Task description: Produce the full set of records below once more, exactly as they stand.

Records supplied:
PR #9784, opened 2021-03-12
Fix timezone segment rebuild

kuzmany:
| Q                                      | A
| -------------------------------------- | ---
| Branch?                                | "features" for all features, enhancements and bug fixes (until 3.3.0 is released) 
| Bug fix?                               | yes/no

Solved exercise:
PR #9784, opened 2021-03-12
Fix timezone segment rebuild

kuzmany:
| Q                                      | A
| -------------------------------------- | ---
| Branch?                                | "features" for all features, enhancements and bug fixes (until 3.3.0 is released) 
| Bug fix?                               | yes/no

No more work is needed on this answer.